Café: Oferta confortável: Com a perspectiva de oferta confortável no mercado mundial, os preços do café caíram na bolsa de Nova York ontem. Os lotes de arábica para julho recuaram 90 pontos, fechando a 92,35 centavos de dólar a libra-peso. Segundo relatório semanal do analista John Buckley, da consultoria Informa Economics, de Nova York, com o começo da colheita brasileira, os especuladores estão cada vez mais confiantes quanto a manter posições vendidas para o café. "Num cenário de oferta confortável, os fundos devem continuar rolando posições e liquidando contratos para lucrar com a queda dos preços", disse. Além disso, um volume significativo de grãos da safra 2018/19 ainda está disponível no mercado, avalia ao Cepea. No Brasil, o indicador Cepea/Esalq do café arábica ficou em R$ 384,41 a saca, alta de 0,02%.
Cacau: Chuvas na África: Com o clima chuvoso no oeste da África, as cotações do cacau caíram ontem na bolsa de Nova York. Os lotes para julho recuaram US$ 44, cotados a US$ 2.248 por tonelada. Em nota, o analista Serget Chetvertakov, da consultoria Informa Economics, sediada em Nova York, disse que a previsão de chuvas para o oeste da África afasta, por hora, o risco climático para a safra intermediária dos países produtores. "Na semana passada, os preços voltaram a subir com dados de incremento na moagem, mas, ao que tudo indica, essa maior demanda não será suficiente para absorver a oferta disponível no mercado", afirmou o analista da consultoria. Em Ilhéus (BA), o preço médio da amêndoa ficou estável em R$ 155,70 por arroba, de acordo com levantamento feito pela Central Nacional de Produtores de Cacau.
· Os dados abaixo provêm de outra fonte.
PR #1032, opened 2020-10-21
Feature/simple filing fix

vysakh-menon-aot:
*Issue #:* /bcgov/entity#5197

*Description of changes:*
 - Handled 2 diff structure of role one for IA and the other for COD, AR and NOA

### DIFF
--- a/legal-api/src/legal_api/services/business_details_version.py
+++ b/legal-api/src/legal_api/services/business_details_version.py
@@ -236,7 +236,8 @@ class VersionedBusinessDetailsService:  # pylint: disable=too-many-public-method
             .filter(party_role_version.transaction_id <= transaction_id) \
             .filter(party_role_version.operation_type != 2) \
             .filter(party_role_version.business_id == business_id) \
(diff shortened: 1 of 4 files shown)


legal-api/src/legal_api/services/business_details_version.py
```diff
@@ -393,7 +405,11 @@ def party_revision_json(transaction_id, party_revision) -> dict:
             if party_revision.delivery_address:
                 member['mailingAddress'] = member['deliveryAddress']
 
-        member['id'] = party_revision.id
+        if is_ia_or_after:
+            member['officer']['id'] = party_revision.id
```
lekshmimallika-aot, line 409: Convert these ids to string type. ids are there in almost all objects except addresses I think. Whereever id is being returned currently add convert that to string

vysakh-menon-aot: ok

lekshmimallika-aot (approved):
Please add the string casting to other ids as well

thorwolpert (approved):

PR #1046, opened 2020-10-30
5185 Output - Make New Transition Application output

vysakh-menon-aot:
*Issue #:* /bcgov/entity#5185

*Description of changes:*
 - Transition Application report


legal-api/report-templates/transitionApplication.html
```diff
@@ -0,0 +1,56 @@
...
+         </div>
+         <div class="section-data mt-4">
+            <span class="bold">Incorporation Number:</span>
+            {{business.identifier}}
+         </div>
+      </div>
+        
+      <div class="section-header mt-5 pt-4">NOTICE OF ARTICLES</div>
+      <div class="container pt-4">
+         [[notice-of-articles/benefitCompanyStmt.html]]
```
lekshmimallika-aot, line 48: This should not be there . Although this output is almost the same as NOA I dont think this section should be there. Check with Linda

legal-api/report-templates/template-parts/transition/businessDetails.html
```diff
@@ -0,0 +1,31 @@
+<div class="business-details-container">
```
lekshmimallika-aot, line 1: This section need not be a new file. It can be any of the existing business details I think the only difference is Transition date which you can definitely add based on the type of filing

thorwolpert (approved):

lekshmimallika-aot (approved):

lekshmimallika-aot (approved):

PR #4352, opened 2026-05-01
33002 - Remove certified copy stamp from Letter of Consent

mruff-aeq:
#33002 : /bcgov/entity#33002

*Description of changes:*
The "Certified Copy" stamp is triggered when the code calls the Document Retrieval Service (DRS) using a URL that includes the `?certifiedCopy=true` query parameter. By creating the FILING-3 report type, we are able to adjust the logic to omit that specific query parameter from the URL for `letterOfConsent`, which prevents DRS from injecting the stamp into the PDF.

For verification, implemented a parameterized unit test that enforces the correct URL structure is generated for each specific report type, so it is ensured that the `?certifiedCopy=true` query parameter is only applied to ` FILING, FILING-2, and NOA`, and explicitly omitted for `letterOfConsent` using FILING-3.

### DIFF
--- a/legal-api/src/legal_api/reports/document_service.py
+++ b/legal-api/src/legal_api/reports/document_service.py
@@ -344,7 +344,7 @@ class DocumentService:
         headers = self._get_request_headers(BUSINESS_API_ACCOUNT_ID, APP_PDF)
         url: str = self.url.replace(DOC_PATH, "")
         get_url = GET_REPORT_PATH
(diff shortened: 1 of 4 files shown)


mruff-aeq:
image

Only the letterOfConsent has been applied to the new FILING-3 type, and it is now correctly generating PDFs without the "Certified Copy" watermark.

kialj876 (approved):
Nice work!

doug-lovett (approved):
Looks good.

meawong (approved):

PR #4360, opened 2026-05-06
Business model - test setup fixes

kialj876:

*Description of changes:*
- prevents data leaking between tests when multiple nested commits are called during the test setup
  - note that the tests in here currently avoid/hide this issue by applying unique keys in every test (i.e. with new random ids every time)
- updated naics tests to work (they were failing before due to referencing test data from an older migration that wasn't brought into the common model migrations)

### DIFF
--- a/python/common/business-registry-model/src/business_model/models/filing.py
+++ b/python/common/business-registry-model/src/business_model/models/filing.py
@@ -1363,10 +1363,11 @@ class Filing(db.Model):  # pylint: disable=too-many-instance-attributes,too-many
                 ~Business.legal_type.in_(excluded_businesses),
                 ~Filing._filing_type.in_(excluded_filings),
                 ~and_(Filing._filing_type == 'dissolution', Filing._filing_sub_type == 'delay'),
-                Filing.colin_event_ids == None,  # pylint: disable=singleton-comparison
+                or_(~Filing.lear_only, Filing.lear_only == None),
+                Filing.colin_event_ids == None,
                 Filing._status == Filing.Status.COMPLETED.value,
                 Filing._source == Filing.Source.LEAR.value,
-                Filing.effective_date != None   # pylint: disable=singleton-comparison
+                Filing.effective_date != None
             ).order_by(Filing.transaction_id).limit(limit).offset(offset).all()
 
         return filings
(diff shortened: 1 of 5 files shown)


loneil (approved):
Pulled locally and tests pass. Still passing on CI on this PR

python/common/business-registry-model/tests/models/test_naics_structure.py
```diff
@@ -51,12 +47,11 @@ def test_exact_match_search_naics(app, session, client):
     # check
     assert results
     assert len(results) == 1
-    assert len(results[0].naics_elements) == 15
+    assert len(results[0].naics_elements) == 10
```
argush3, line 50: interesting that the result changed

kialj876: yeah see my description above - the test results are based on the test data which is pulled via migration files and the data these original tests were based on was not included when it was moved to common. The other thing that's important to know about this is that the migration files pull in test data when the app environment is set to testing so I believe this was purely a test setup misconfiguration issue

kialj876: that's why the 'naics_key' is different and its the reason all these were skipped before and tagged as not working

python/common/business-registry-model/src/business_model/models/filing.py
```diff
@@ -1363,10 +1363,11 @@ def get_completed_filings_for_colin(limit=20, offset=0):
                 ~Business.legal_type.in_(excluded_businesses),
                 ~Filing._filing_type.in_(excluded_filings),
                 ~and_(Filing._filing_type == 'dissolution', Filing._filing_sub_type == 'delay'),
-                Filing.colin_event_ids == None,  # pylint: disable=singleton-comparison
+                or_(~Filing.lear_only, Filing.lear_only == None),
```
kialj876, line 1366: consuming the recent change from vysakh

vysakh-menon-aot: Thanks. I was preparing another pr for this one

vysakh-menon-aot (approved):

argush3 (approved):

Milho: Estoque farto: Com o dólar forte e o aumentos nos estoques de etanol de milho nos Estados Unidos, os preços do cereal recuaram ontem na bolsa de Chicago. Os contratos com vencimento em julho recuaram 4,25 centavos de dólar, para US$ 3,56 por bushel. Após três pregões consecutivos em baixa, os papéis acumulam queda de 11,25 centavos de dólar. O movimento se deu com a alta do dólar ante as principais divisas, o que desestimula investimentos em ativos de maior risco, como as commodities. De acordo com a Administração de Informação de Energia dos EUA, os estoques de etanol (que no país é feito de milho) aumentaram em 71 mil barris, para 22,7 milhões de barris na semana encerrada em 19 de abril. No Brasil, o indicador Esalq/BM&FBovespa ficou em R$ 34,93 a saca, queda de 2,1%.
 

Trigo: Cenário baixista: O clima seco nos Estados Unidos e o dólar em alta fizeram os preços do trigo recuarem ontem nas bolsas americanas. Em Chicago, os lotes para julho caíram 6,5 centavos de dólar, a US$ 4,385 o bushel. Em Kansas, os mesmos papéis caíram 9,5 centavos de dólar, a US$ 4,115 o bushel. Segundo a consultoria Farm Futures, as temperaturas mais amenas nos Estados Unidos indicam que a produção do país não deve ser prejudicada. A alta do dólar ante as principais divisas ainda colaborou para diminuir a competitividade do produto americano. Em nota, o Commerzbank informou que a tendência é de queda para os preços do trigo no curto prazo devido ao aumento na produção europeia na safra 2019/20. No mercado interno, o preço Cepea/Esalq no Paraná caiu 0,43%, para R$ 881,25 a tonelada. (Valor Econômico 25/04/2019)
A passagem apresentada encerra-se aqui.